There are several algorithms developed as chute evolved. You may just skip for the last one.
Simplified version of pushing value from mpmc writer:
struct Block {
..
packed: AtomicU64 // occupied_len:u32 + writers:u32
len : AtomicUsize,
mem : [T; BLOCK_SIZE]
}
// 1. occupied_len += 1 and writers += 1 in one go.
let Packed{ occupied_len, .. } = block.packed.fetch_add(
Packed{ occupied_len: 1, writers: 1 }.into(),
Ordering::AcqRel
).into();
if occupied_len >= BLOCK_SIZE {
// Put counters back.
..
return Err(); // here we allocate next block, etc...
}
// 2. Actually write value
block.mem[occupied_len].write(value);
// 3. writers -= 1
let Packed{ occupied_len, writers } = block.packed.fetch_sub(
Packed{ occupied_len: 0, writers: 1 }.into(),
Ordering::AcqRel
).into();
// 4. If writers == 0, means all simultaneous writes over,
// and occupied_len can be set as real len.
if writers == 1 {
// We can't just len.store(occupied_len).
// It is possible that there is other thread
// that just finished writing AFTER our position in mem,
// and updated len with HIGHER value.
// So we want highest value, instead.
block.len.fetch_max(occupied_len, Ordering::Release);
}
In single-threaded push() we would just block.mem[len++] = value
and then block.len.store(len)
.
But in multithreaded environment we can't just update block.len
with actual value, since some values
BEFORE len can be still in progress of writing.

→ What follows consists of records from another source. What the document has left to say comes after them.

PR #492, opened 2018-10-12
datasource, graph, mock, store: Fix block ingestor stuck on missing tx

### LINKED ISSUE #491: Block ingestor gets stuck on transactions from uncled blocks
Sometimes a transaction appears in a block, but that block is removed due to a chain reorganization. Usually the transaction will be included in a later block, but not always. In the latter case, the block ingestor might get stuck trying to load a receipt for this transaction.

See also #490

timmclean:
Resolves #491

### DIFF
--- a/datasource/ethereum/src/block_ingestor.rs
+++ b/datasource/ethereum/src/block_ingestor.rs
@@ -303,13 +303,18 @@ where
     }
 }
 
-#[derive(Debug)]
+#[derive(Debug, Fail)]
 enum BlockIngestorError {
     /// The Ethereum node does not know about this block for some reason, probably because it
     /// disappeared in a chain reorg.
+    #[fail(
+        display = "block data unavailable, block was likely uncled (block hash = {:?})",
+        _0
+    )]
     BlockUnavailable(H256),
 
     /// An unexpected error occurred.
+    #[fail(display = "error in block ingestor: {}", _0)]
     Unknown(Error),
 }
 
--- a/datasource/ethereum/src/block_ingestor.rs
+++ b/datasource/ethereum/src/block_ingestor.rs
@@ -60,10 +60,22 @@ where
                 static_self.do_poll().then(move |result| {
                     if let Err(e) = result {
                         // Some polls will fail due to transient issues
-                        warn!(
-                            static_self.logger,
-                            "Trying again after block polling failed: {:?}", e
-                        );
+                        match e {
+                            BlockIngestorError::BlockUnavailable(block_hash) => {
+                                trace!(
+                                    static_self.logger,
+                                    "Trying again after block polling failed: \
+                                    block data unavailable, block was likely uncled";
+                                    "block_hash" => format!("{:?}", block_hash)
+                                );
+                            }
+                            BlockIngestorError::Unknown(e) => {
+                                warn!(
+                                    static_self.logger,
+                                    "Trying again after block polling failed: {:?}", e
+                                );
+                            }
+                        }
                     }
 
                     // Continue polling even if polling failed
@@ -72,11 +84,12 @@ where
             })
     }
 
-    fn do_poll<'a>(&'a self) -> impl Future<Item = (), Error = Error> + 'a {
+    fn do_poll<'a>(&'a self) -> impl Future<Item = (), Error = BlockIngestorError> + 'a {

So we need separate len, and writer counter to know when all finish writes and len
can be updated for readers.
There is a case when writers keep constantly writing, and it could look like that writer counter NEVER reach 0. But! Since we have per-block counter - as soon as writers travel to the next one - counter WILL drop to 0. So we just use reasonably (like 4096) sized blocks - if writers write constantly - it will be depleted and changed fast.
This algorithm solves a "never reaching 0" problem of a previous one. And it is faster as well.
Each Block now have bit_blocks
array of AtomicU64
:
struct Block {
..
len: AtomicUsize,
bit_blocks: [AtomicU64; BLOCK_SIZE/64]
}
// Get index.
let occupied_len = self.len.fetch_add(1, Ordering::AcqRel);
if unlikely(occupied_len >= BLOCK_SIZE) {
return Err(value);
}
// Actually save value.
let index = occupied_len;
unsafe{
let mem = self.mem().cast_mut();
mem.add(index).write(value);
}
// Update bitblock, indicating that value is ready to read.
{
let bit_block_index = index / 64;
let bit_index = index % 64;
let bitmask = 1 << bit_index;
let atomic_block = unsafe{ self.bit_blocks.get_unchecked(bit_block_index) };
atomic_block.fetch_or(bitmask, Ordering::Release);
}
Now on the reader side we iterate over bit_blocks
and get trailing_ones()
from each
bitblock, to form a len:
let bit_block = self.block.bit_blocks[self.bitblock_index].load(Ordering::Acquire);
let new_len = self.bitblock_index*64 + bit_block.trailing_ones() as usize;
We need to move to the next bit-block once every 64 read messages, so this is virtually unnoticable from performance perspective.
On result - we have 30% better overall performance, while getting our messages ASAP and still keeping each writer's order. At a price of insignificant memory overhead of a 1 bit per message.